PR #820, opened 2020-12-28
fix #821: enable --no-subworkflows command when using --cluster

### LINKED ISSUE #821: `--no-subworkflows` command does nothing when submitting using `--cluster`
**Snakemake version**
5.28.0

**Describe the bug**
If I call `snakemake --nosw -n`, I see that the DAG is built without sub-workflows, as expected.
If I call using `--cluster` and then look at the generated logs for each job, I see that the subworkflow _does_ get evaluated as part of the DAG. 
This appears to be caused by the `--cluster` command effectively resulting in a limited re-evaluation of the workflow for each job.

goi42:
Changes the `executesubworkflows` argument in `Workflow.execute` to the `execute_subworkflows` attribute of `Workflow`, enabling `get_additional_args` to add the `--no-subworkflows` command to the cluster submission script when appropriate.

### DIFF
--- a/snakemake/__init__.py
+++ b/snakemake/__init__.py
@@ -587,6 +587,7 @@ def snakemake(
             envvars=envvars,
             max_inventory_wait_time=max_inventory_wait_time,
             conda_not_block_search_path_envvars=conda_not_block_search_path_envvars,
+            execute_subworkflows=execute_subworkflows,
         )
         success = True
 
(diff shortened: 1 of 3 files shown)


goi42:
Resolves #821.

johanneskoester (approved):

johanneskoester:
Thanks!

PR #822, opened 2020-12-28
ensure that singularity with GLS exits with a clear error message

vsoch:
GLS does not support Singularity, but we currently issue a warning and continue. We should be raising a workflow exception and giving a clear message to the user that Singularity is not supported. See https://github.com/snakemake/snakemake/pulls#issuecomment-751803456.


johanneskoester (approved):

johanneskoester:
Thanks!

PR #826, opened 2021-01-06
Add recursive file discovery for tests

HenningTimm:
This PR adds recursive discovery for files in the expected-results folders allowing to validate files placed within directory structures.

Some tests did not work properly, since the expected_results folder was not evaluated recursively. This PR adds recursive comparison of files in said folder and fixes some (potential) errors in affected tests.
As far as I can tell, this bug only masked one actual error in the code (affecting the `instance` method of the recently added `Paramspace` helper object), which is also fixed by this PR. The remaining (newly) failing tests were due to minor errors in tests.

## Reasoning
I noticed during testing paramspaces that some files were not tested properly. Properly means, in this case, that tests passed even if required files were not present and those that were present could have the wrong content.

This was due to the fact that only files in the `expected_results` subfolder were considered. This folder, however, was not recursively explored, leading to files in subdirectories being ignored.

I fixed this by employing a glob pattern instead of `os.listdir(results_dir)`.
As a result of this, a total of six tests now failed (testing locally) due to missing files or files with the wrong content. These were:

- test_directory
- test_pathlib
- test_checkpoints_dir
- test_output_file_cache
- test_metadata_migration
- test_paramspace

Since I am not familiar with all features that are touched in these tests, I mentioned the people who originally wrote them for help. Sorry for the inconvenience :(

### test_directory
This tests does not create the file `some/dir-child` which is contained in the expected results folder. This is due to the case, that the rule "not_child_to_other" is not speciefied as a target in `tests/tests.py::test_directory`.

If I read correctly, this rule should be run and complete without error. Therefore I added it to the cases which should complete. I hope I interpreted this correctly and would appreciate feedback from @rasmusagren who last touched this test case.

### test_pathlib ✔️
This tests does not create two files that are expected: `outdir/log_dynamic` and `outdir/log_other_rule_output`. There is no rule that could create `log_other_rule_output`, however I guess this file is only missing the wildcard name and should actually be `log_other_rule_output_existing`. I renamed the expected file accordingly.
   
For `outdir/log_dynamic` I identified `log_temp` as the potentially intended target. I renamed `log_dynamic` to `log_temp`, changed its content accordingly, and added the target rule all back in.
Maybe @boulund  can confirm that this was the right cause of action?

### test_checkpoints_dir

`aggregated/a.txt` and `aggregated/b.txt` are both expected to contain the lines

```
2
1
3
```
The generated files contain them in the order
```
1
3
2
```
This happens consistently and is caused by the order in which `snakemake/io.py::glob_wildcards` returns the wildcards. Since the order of input files should not be relevant (please correct me if this is not true) I changed the expected content of the files to fit the test.

Since this test was originally written by @johanneskoester I would relay the final decision to him.

**Update:** This generates different results for different build environments and different runs. The [first run](https://github.com/snakemake/snakemake/runs/1656316151#step:11:337) created the initially expected result on the linux build (`2 1 3`), but `1 2 3` [on windows](https://github.com/snakemake/snakemake/runs/1656316126#step:6:290), while the [next one](https://github.com/snakemake/snakemake/runs/1656410161#step:11:337) created another order (`2 3 1`) and again `1 2 3` [on windows](https://github.com/snakemake/snakemake/runs/1656410236#step:6:290).

This requires a different test setup.

### test_output_file_cache
*Caveat:* I am not familiar with this feature (I am surely going to use this from now on) of snakemake and hope that I understood the test correctly. I added a docstring to the file to clarify what I think this test does.

For this test, different files than expected were generated using the caching directive. This test shares output files with the similar (skipped) test for `test_output_file_cache_remote` however, the expected results for this test were not upgraded when the
feature `multiext` was added.
The `multiext` helper results in an additional file being cached and changed the signature of the rule and thereby its hash.

I checked which files should be generated and replaced the deprecated ones in the `expected-results/cache` folder.

Additionally I had trouble getting this test to work locally. I had to make the `cache` folder set in the `os.environ["SNAKEMAKE_OUTPUT_CACHE"]` variable a relative path for it to work. This might not work using Github Actions. If that is the case, I will revert this change.

@johanneskoester could you verify that this test now works as intended?

### test_metadata_migration
This test expects the file `path.txt` with the very long file name to contain the string `"updated"`, while the generated file is empty.
Here I am at a loss, what exactly is supposed to happen. The test documentation (test.py line 1119f) reads like the test case is expected to fail, however the corresponding flag is not set.

Depending on the feedback from @johanneskoester I will add this flag, removed the content of the expected result file, or look further into why this happens.

### test_paramspace
This one's mine. I deliberately added an error in a path to check if my tests would fail through that. Turns out, I wouldn't have needed to, since I unintentionally added another typo in the `full_reorder` path. Said error(s) also served as TDD test cases for this patch. I fixed all typos in the filenames to resolve this.

Additionally, this revealed the only actual error in the code. The output of the `instance` method was always an empty dictionary due to a missing `value` in the code. This error has gone unnoticed, since files were not evaluated recursively. I fixed this bug and changed the content of all expected .tsv files to reflect the new output pattern including types.

## Conclusion
Testing locally, the tests mentioned above were the only ones failing. I hope not too many additional one are affected, once this runs on GitHub Actions.


boulund:
The proposed changes to the pathlib-related test look ok to me.

HenningTimm:
Thank you for taking the time to review this @boulund

HenningTimm:
Concerning the `test_checkpoints_dir` test I ended up sorting the generated input files, so that they appear in the same order on all systems. I hope this does not undermine the intention of this test.

johanneskoester (approved):
LGTM thanks a lot, great work! Shall I help with the final failing test, or do you already have a clue?

HenningTimm:
Unfortunately I do not quite have a handle on that one yet. I would appreciate some help as I am not yet familiar with the metadata folder/ files. I am not sure if I understood the error with long paths correctly, so I am not certain, what this tests actually tests for. From what I have read I gather the test does the following:

1. Generate an empty file `path.txt` at `outpath`
2. (Incomplete) Metadata are stored in the accompanying snakemake folder
3. An expected file containing the string `"updated"` is created an `exppath`
4. The workflow is run. It should find a set of metadata (on old v1 format, which is automatically migrated) for the rule flagging it as incomplete, thus flagging the rule as incomplete and triggering a rerun. This rerun should write `"updated"` into `path.txt`. However, this doesn't happen (see [build log](https://github.com/snakemake/snakemake/runs/1670866804#step:11:430))

When I compare both versions of the metadata file (in `expected-results` in the repo and in `/tmp`) locally, they are identical before and after the migration. I have not found the time to look into that further yet.

johanneskoester:
> Unfortunately I do not quite have a handle on that one yet. I would appreciate some help as I am not yet familiar with the metadata folder/ files. I am not sure if I understood the error with long paths correctly, so I am not certain, what this tests actually tests for. From what I have read I gather the test does the following:
> 
>     1. Generate an empty file `path.txt` at `outpath`
> 
>     2. (Incomplete) Metadata are stored in the accompanying snakemake folder
> 
>     3. An expected file containing the string `"updated"` is created an `exppath`
> 
>     4. The workflow is run. It should find a set of metadata (on old v1 format, which is automatically migrated) for the rule flagging it as incomplete, thus flagging the rule as incomplete and triggering a rerun. This rerun should write `"updated"` into `path.txt`. However, this doesn't happen (see [build log](https://github.com/snakemake/snakemake/runs/1670866804#step:11:430))
> 
> 
> When I compare both versions of the metadata file (in `expected-results` in the repo and in `/tmp`) locally, they are identical before and after the migration. I have not found the time to look into that further yet.

ok, looking at it now, thanks!

johanneskoester:
Should be fixed now.

PR #835, opened 2021-01-12
Implement AutoRemoteProvider to automatically select Providers for remote files

### LINKED ISSUE #260: Add method to automatically choose an appropriate `RemoteProvider`
When specifying remote input files, one needs to pay attention to the URL scheme (e.g. `http` vs `ftp`) and select an appropriate `RemoteProvider`.

It would be nice to have a wrapper which automatically chooses the correct provider.
An (incomplete) implementation could look something like this:
```python
from urllib.parse import urlparse

from snakemake.remote.HTTP import RemoteProvider as HTTPRemoteProvider
from snakemake.remote.FTP import RemoteProvider as FTPRemoteProvider

HTTP = HTTPRemoteProvider()
FTP = FTPRemoteProvider()

def auto_remote(url):
    o = urlparse(url)
    if o.scheme in ('http', 'https'):
        return HTTP.remote(url)
    elif o.scheme == 'ftp':
        return FTP.remote(url)
    else:
        raise RuntimeError(f'Invalid url: "{url}"')
```

At the moment I manually implement this method in my `Snakemake` files.

kpj:
This PR adds the class `AutoRemoteProvider` which allows you to transform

------

Check each line of the material above for "mentioned" and say how many lines contain it, giving the number alone.

2